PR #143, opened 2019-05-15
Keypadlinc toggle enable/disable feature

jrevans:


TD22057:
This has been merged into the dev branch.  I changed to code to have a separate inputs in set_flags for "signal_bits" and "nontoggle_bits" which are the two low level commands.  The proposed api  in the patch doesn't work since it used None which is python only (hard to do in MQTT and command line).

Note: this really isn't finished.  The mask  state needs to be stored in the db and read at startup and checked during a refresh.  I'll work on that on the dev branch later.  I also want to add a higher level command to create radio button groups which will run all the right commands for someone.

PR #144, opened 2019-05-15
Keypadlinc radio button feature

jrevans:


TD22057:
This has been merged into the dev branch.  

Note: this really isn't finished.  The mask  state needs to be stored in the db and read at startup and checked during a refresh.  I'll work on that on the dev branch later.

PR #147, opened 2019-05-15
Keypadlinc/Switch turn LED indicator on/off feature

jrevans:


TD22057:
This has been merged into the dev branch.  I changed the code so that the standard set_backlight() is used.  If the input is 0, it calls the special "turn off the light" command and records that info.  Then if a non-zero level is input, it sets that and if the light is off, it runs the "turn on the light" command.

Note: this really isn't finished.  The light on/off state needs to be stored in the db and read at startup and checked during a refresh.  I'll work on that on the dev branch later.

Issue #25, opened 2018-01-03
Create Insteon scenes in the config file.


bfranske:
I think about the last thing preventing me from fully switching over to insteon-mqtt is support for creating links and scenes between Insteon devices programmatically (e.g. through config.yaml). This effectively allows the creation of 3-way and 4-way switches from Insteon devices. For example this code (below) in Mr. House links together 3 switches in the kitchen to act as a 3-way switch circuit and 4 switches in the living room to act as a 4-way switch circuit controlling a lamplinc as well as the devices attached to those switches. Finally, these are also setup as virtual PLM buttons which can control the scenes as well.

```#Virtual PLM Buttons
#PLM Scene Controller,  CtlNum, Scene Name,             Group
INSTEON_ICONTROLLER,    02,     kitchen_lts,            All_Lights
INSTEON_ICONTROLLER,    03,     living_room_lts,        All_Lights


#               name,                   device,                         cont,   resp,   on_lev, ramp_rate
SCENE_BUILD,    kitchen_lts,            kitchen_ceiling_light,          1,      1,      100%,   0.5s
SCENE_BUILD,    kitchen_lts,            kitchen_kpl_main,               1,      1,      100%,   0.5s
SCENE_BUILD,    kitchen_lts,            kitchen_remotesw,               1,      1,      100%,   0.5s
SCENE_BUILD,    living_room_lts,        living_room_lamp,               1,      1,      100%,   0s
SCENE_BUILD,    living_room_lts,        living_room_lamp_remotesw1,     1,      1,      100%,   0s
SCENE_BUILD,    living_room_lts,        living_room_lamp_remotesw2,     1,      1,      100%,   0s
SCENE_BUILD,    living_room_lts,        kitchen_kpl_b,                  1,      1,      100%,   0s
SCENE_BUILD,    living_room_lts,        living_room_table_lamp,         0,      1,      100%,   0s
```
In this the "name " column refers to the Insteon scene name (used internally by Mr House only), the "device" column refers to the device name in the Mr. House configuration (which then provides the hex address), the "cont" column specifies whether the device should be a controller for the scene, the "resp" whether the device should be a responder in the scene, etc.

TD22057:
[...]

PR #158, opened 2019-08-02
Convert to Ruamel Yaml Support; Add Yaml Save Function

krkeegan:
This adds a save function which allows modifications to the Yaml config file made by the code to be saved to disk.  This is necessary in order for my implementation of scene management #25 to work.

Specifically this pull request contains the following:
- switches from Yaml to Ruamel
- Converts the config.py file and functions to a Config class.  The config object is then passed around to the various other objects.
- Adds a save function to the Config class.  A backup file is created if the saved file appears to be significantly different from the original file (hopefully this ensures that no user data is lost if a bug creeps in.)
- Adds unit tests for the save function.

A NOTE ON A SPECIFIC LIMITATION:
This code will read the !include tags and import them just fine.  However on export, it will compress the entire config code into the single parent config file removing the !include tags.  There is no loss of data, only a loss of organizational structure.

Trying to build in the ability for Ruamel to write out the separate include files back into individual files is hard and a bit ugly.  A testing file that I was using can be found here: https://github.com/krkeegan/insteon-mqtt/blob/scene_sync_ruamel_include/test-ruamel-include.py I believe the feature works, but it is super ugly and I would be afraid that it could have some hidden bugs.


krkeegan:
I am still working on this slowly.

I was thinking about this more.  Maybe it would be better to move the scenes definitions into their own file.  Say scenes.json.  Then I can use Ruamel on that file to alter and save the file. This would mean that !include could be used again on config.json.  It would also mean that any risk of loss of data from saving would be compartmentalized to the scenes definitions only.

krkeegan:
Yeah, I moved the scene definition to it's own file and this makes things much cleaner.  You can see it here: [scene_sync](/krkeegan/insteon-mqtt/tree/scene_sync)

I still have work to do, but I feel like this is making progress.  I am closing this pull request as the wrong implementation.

::::

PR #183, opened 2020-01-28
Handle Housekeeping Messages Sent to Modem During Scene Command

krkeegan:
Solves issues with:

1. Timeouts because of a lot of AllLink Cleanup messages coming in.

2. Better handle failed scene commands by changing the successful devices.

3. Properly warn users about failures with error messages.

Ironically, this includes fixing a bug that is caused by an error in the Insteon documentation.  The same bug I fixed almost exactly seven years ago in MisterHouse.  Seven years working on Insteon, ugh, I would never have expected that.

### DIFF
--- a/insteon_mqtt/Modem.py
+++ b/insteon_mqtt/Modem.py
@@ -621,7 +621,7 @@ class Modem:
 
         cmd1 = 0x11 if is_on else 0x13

::::

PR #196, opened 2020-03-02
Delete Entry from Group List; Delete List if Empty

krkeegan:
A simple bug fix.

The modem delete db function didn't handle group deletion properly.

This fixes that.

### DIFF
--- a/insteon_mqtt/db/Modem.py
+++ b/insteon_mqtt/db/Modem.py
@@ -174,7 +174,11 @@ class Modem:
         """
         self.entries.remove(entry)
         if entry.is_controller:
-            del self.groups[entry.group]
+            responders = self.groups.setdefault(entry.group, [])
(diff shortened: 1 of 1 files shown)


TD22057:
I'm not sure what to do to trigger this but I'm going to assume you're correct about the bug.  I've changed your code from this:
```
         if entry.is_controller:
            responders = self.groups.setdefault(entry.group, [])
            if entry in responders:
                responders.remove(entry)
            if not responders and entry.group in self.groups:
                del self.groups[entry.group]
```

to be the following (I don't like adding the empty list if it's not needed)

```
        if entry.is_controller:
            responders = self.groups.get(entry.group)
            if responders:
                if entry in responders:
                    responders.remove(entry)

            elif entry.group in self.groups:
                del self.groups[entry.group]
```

::::

Work item: Would you copy, unchanged, the stretch of the records above that begins at the line containing "PR #143, opened 2019-05-15" and ends at the line containing "I think about", and only that?

Output for this task:
PR #143, opened 2019-05-15
Keypadlinc toggle enable/disable feature

jrevans:


TD22057:
This has been merged into the dev branch.  I changed to code to have a separate inputs in set_flags for "signal_bits" and "nontoggle_bits" which are the two low level commands.  The proposed api  in the patch doesn't work since it used None which is python only (hard to do in MQTT and command line).

Note: this really isn't finished.  The mask  state needs to be stored in the db and read at startup and checked during a refresh.  I'll work on that on the dev branch later.  I also want to add a higher level command to create radio button groups which will run all the right commands for someone.

PR #144, opened 2019-05-15
Keypadlinc radio button feature

jrevans:


TD22057:
This has been merged into the dev branch.  

Note: this really isn't finished.  The mask  state needs to be stored in the db and read at startup and checked during a refresh.  I'll work on that on the dev branch later.

PR #147, opened 2019-05-15
Keypadlinc/Switch turn LED indicator on/off feature

jrevans:


TD22057:
This has been merged into the dev branch.  I changed the code so that the standard set_backlight() is used.  If the input is 0, it calls the special "turn off the light" command and records that info.  Then if a non-zero level is input, it sets that and if the light is off, it runs the "turn on the light" command.

Note: this really isn't finished.  The light on/off state needs to be stored in the db and read at startup and checked during a refresh.  I'll work on that on the dev branch later.

Issue #25, opened 2018-01-03
Create Insteon scenes in the config file.


bfranske:
I think about the last thing preventing me from fully switching over to insteon-mqtt is support for creating links and scenes between Insteon devices programmatically (e.g. through config.yaml). This effectively allows the creation of 3-way and 4-way switches from Insteon devices. For example this code (below) in Mr. House links together 3 switches in the kitchen to act as a 3-way switch circuit and 4 switches in the living room to act as a 4-way switch circuit controlling a lamplinc as well as the devices attached to those switches. Finally, these are also setup as virtual PLM buttons which can control the scenes as well.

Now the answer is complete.